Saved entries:
PR #1921, opened 2018-05-23
DROOLS-2513 Add support for embedded test execution

kurobako:
https://issues.jboss.org/browse/DROOLS-2513

### DIFF
--- a/kie-dmn/kie-dmn-backend/src/main/java/org/kie/dmn/backend/marshalling/v1_1/xstream/extensions/ComponentConverter.java
+++ b/kie-dmn/kie-dmn-backend/src/main/java/org/kie/dmn/backend/marshalling/v1_1/xstream/extensions/ComponentConverter.java
@@ -1,0 +1,52 @@
+package org.kie.dmn.backend.marshalling.v1_1.xstream.extensions;
+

What is needed: Repeat only the tail of the entries, exactly: the line containing "DROOLS-2513 Add support" and every line after it, to the end.

Written response:
DROOLS-2513 Add support for embedded test execution

kurobako:
https://issues.jboss.org/browse/DROOLS-2513

### DIFF
--- a/kie-dmn/kie-dmn-backend/src/main/java/org/kie/dmn/backend/marshalling/v1_1/xstream/extensions/ComponentConverter.java
+++ b/kie-dmn/kie-dmn-backend/src/main/java/org/kie/dmn/backend/marshalling/v1_1/xstream/extensions/ComponentConverter.java
@@ -1,0 +1,52 @@
+package org.kie.dmn.backend.marshalling.v1_1.xstream.extensions;
+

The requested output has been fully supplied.